*Brief:*
Extract precisely the lines of the entries below, from the first line through the line containing "(HIP-compatible SDK). DTK".

────

PR #996, opened 2026-06-16
[P2P] Add Hygon DCU (DTK) support for P2P RDMA

Iwandy777:
## Description
  Adds support for Hygon DCU hardware to the P2P module via Hygon's DTK
  (HIP-compatible SDK). DTK differs from upstream ROCm in a few ABI details
  (missing DMA-BUF API and `hipStreamLegacy`, renamed pointer-attribute field,
  and a `hipMemoryTypeDevice` enum value mismatch when linked against torch's
  ROCm 6.1 runtime) — all handled via macros in `gpu_rt.h`.

  Adds two build targets: `Makefile.dtk` (DTK native runtime) and
  `Makefile.dtk-torch` (links torch's ROCm 6.1 runtime so p2p and torch share
  one HIP context, enabling zero-copy GPU tensor sharing).

  Also fixes two pre-existing test bugs unrelated to Hygon found along the way
  (hardcoded `Endpoint(4)`, wrong op-name casing, nonexistent `check_xfer_state`
  method in `test_ray_api.py`; nonexistent `remote_gpu_idx` kwarg in
  `test_engine_onesided_ipc.py`).

  Fixes # (no existing issue — opening this PR directly)

  ## Type of Change
  - [x] Bug fix
  - [x] New feature
  - [ ] Documentation update

  ## How Has This Been Tested
  Validated on two physical Hygon DCU servers over real RDMA hardware:
  - Single-node: RDMA-WRITE/READ, memory registration, compressed transfer,
    multi-process — all pass
  - **Cross-node**: RDMA-WRITE and RDMA-READ verified end-to-end between two
    separate machines (new `test_cross_node_rdma.py` / `_native.py`)
  - Known limitation: same-node cross-process HIP IPC doesn't work through
    torch's official ROCm 6.1 runtime on Hygon (DTK's own native IPC works
    fine) — a torch/ROCm runtime gap, not a UCCL code issue.

  - [x] Unit tests
  - [x] Integration tests
  - [x] Manual testing

  ## Checklist
  - [ ] I have run `format.sh` (clang-format-14 unavailable in this env)
  - [ ] I have run `build.sh` (no Hygon DTK target in its matrix; verified
    instead via direct build+test on real Hygon hardware)
  - [x] I have added tests.


include/util/gpu_rt.h
```diff
@@ -160,15 +167,35 @@ inline gpuError_t gpuMemGetAddressRange(void** base_ptr, size_t* size,
...
+#define GPU_DRIVER_GET_HANDLE_FOR_ADDRESS_RANGE_NAME \
+  "hipMemGetHandleForAddressRange"
+#else
+typedef int gpuMemRangeHandleType;
+#define GPU_MEM_RANGE_HANDLE_TYPE_DMA_BUF_FD 0
+#define GPU_DRIVER_GET_HANDLE_FOR_ADDRESS_RANGE_NAME ""
+#endif
 #define gpuPointerAttribute_t hipPointerAttribute_t
 #define gpuPointerGetAttributes hipPointerGetAttributes
+// The pointer-attribute memory type field was renamed in ROCm: DTK/HIP≤5.x
```
derekwin: Please make the comments more concise.

include/util/util.h
```diff
@@ -1196,7 +1196,7 @@ inline int get_dev_idx(void* ptr) {
   hipPointerAttribute_t attributes;
   hipError_t err = hipPointerGetAttributes(&attributes, ptr);
   if (err == hipSuccess) {
-    if (attributes.type == hipMemoryTypeDevice) {
+    if (gpuPointerMemoryType(attributes) == gpuMemoryTypeDevice) {
```
derekwin: Since we're already on the HIP branch, shouldn't the original code just work? Is this change specifically to address a runtime issue on the DTK platform?

p2p/efa_stub/include/infiniband/efadv.h
```diff
@@ -0,0 +1,30 @@
+// Minimal EFA stub header for platforms without the AWS EFA SDK (e.g., Hygon
```
derekwin: Perhaps we could use a build flag to conditionally compile the EFA code path on servers without EFA support, instead of using a stub.

p2p/rdma/rdma_context.cc
```diff
@@ -209,7 +209,7 @@ bool RdmaContext::is_gpu_pointer(void* ptr) {
     (void)gpuGetLastError();  // clear sticky error
     return false;
   }
-  return (attrs.type == gpuMemoryTypeDevice);
+  return (gpuPointerMemoryType(attrs) == gpuMemoryTypeDevice);
```
derekwin: Since we're already on the HIP branch, shouldn't the original code just work? Is this change specifically to address a runtime issue on the DTK platform?

p2p/tests/test_cross_node_rdma.py
```diff
@@ -0,0 +1,172 @@
+#!/usr/bin/env python3
+"""
```
derekwin: For PyTorch-dependent tests, consider reusing existing test scripts (e.g., `test_engine_xxxx.py`). Also, while the native test scripts look great, I suggest making them more extensible—for instance, by adopting a pluggable design so they can easily run on other GPU platforms.

p2p/Makefile.rocm
```diff
@@ -43,7 +43,7 @@ CXXFLAGS := -O3 -shared -std=c++17 -fPIC \
 	-I$(HIP_INC) -I$(EFA_HOME)/include \
 	-I${CONDA_LIB_HOME}/../include \
 	$(DIETGPU_INC) $(CXXFLAGS_DIETGPU) \
-	-D__HIP_PLATFORM_AMD__ \
```
derekwin, line 46: Since DTK uses a separate Makefile for compilation, is this change for ROCm strictly necessary?

derekwin:
Thanks, great job! Just a quick reminder to run bash format.sh to format the code.

derekwin:
If possible, could you please share the configuration details and performance results?

include/util/util.h
Iwandy777: Good catch — reverted both to the original. On DTK 24.04.1
hipPointerAttribute_t still exposes .type/hipMemoryTypeDevice, so the
original code compiles and works unchanged. Dropped the macro entirely.

p2p/Makefile.rocm
Iwandy777: Not necessary — reverted (and Makefile.therock). Gated the DMA-BUF path
on #ifndef __UCCL_DTK__ in gpu_rt.h instead, so non-DTK builds stay
byte-identical to main.

p2p/efa_stub/include/infiniband/efadv.h
Iwandy777: The EFA provider sources include <infiniband/efadv.h> unconditionally for
type definitions, so a build flag would need #ifdefs across several shared
files. The self-contained stub touches no shared code and is referenced
only by Makefile.dtk's EFA_HOME. Happy to switch to a build flag if you'd
prefer.

p2p/tests/test_cross_node_rdma.py
Iwandy777: Removed the redundant torch-based test — the torch-free native variant
covers cross-node and is the primary path on DTK. Also made the native
tests more portable: the GPU runtime lib is now overridable via
UCCL_GPU_RT_LIB.

Iwandy777:
> Config: 2× Hygon DCU Z100L (gfx906), DTK 24.04.1, built with `make -f Makefile.dtk` (native DTK runtime / libgalaxyhip, torch-free). Verified: cross-process/cross-GPU IPC, same-node RDMA write/read, and cross-node RDMA write.
>
> Performance (UCCL P2P, same-node 2-GPU, GPU memory, fp16, 50 iters) — RDMA WRITE and READ are symmetric:
>
> | Size | WRITE | READ |
> |------|-------|------|
> | 1 KB | 1.30 Gbps / 6.3 µs | 1.16 Gbps / 7.1 µs |
> | 16 KB | 15.9 Gbps / 8.3 µs | 15.3 Gbps / 8.6 µs |
> | 64 KB | 27.0 Gbps / 19 µs | 26.4 Gbps / 20 µs |
> | 256 KB | 33.9 Gbps / 62 µs | 34.5 Gbps / 61 µs |
> | 1 MB | 38.1 Gbps / 220 µs | 37.6 Gbps / 223 µs |
>
> ~6–7 µs small-message latency, scaling to ~38 Gbps (4.7 GB/s) at 1 MB.

YangZhou1997:
@Iwandy777, thanks for the contribution! I think efadv.h is included inside libibverbs, so it should not be a blocker even on a non-efa platform

Iwandy777:
> @Iwandy777, thanks for the contribution! I think efadv.h is included inside libibverbs, so it should not be a blocker even on a non-efa platform

Thanks @YangZhou1997, you're right. Our servers were on Mellanox OFED, whose libibverbs omits the EFA provider, so efadv.h was missing. I've switched them to upstream rdma-core (which ships efadv.h, as you noted) and dropped efa_stub and the EFA_HOME include from Makefile.dtk — it now builds against the system header.

derekwin (approved):

derekwin:
LGTM! Thanks to @Iwandy777. 
Hi Yang (@YangZhou1997 ), I believe the code is ready to be merged.

YangZhou1997 (approved):
The GH200 fails not because of running job on that node. The PR gets compiled successfully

────

*Reply:*
PR #996, opened 2026-06-16
[P2P] Add Hygon DCU (DTK) support for P2P RDMA

Iwandy777:
## Description
  Adds support for Hygon DCU hardware to the P2P module via Hygon's DTK
  (HIP-compatible SDK). DTK differs from upstream ROCm in a few ABI details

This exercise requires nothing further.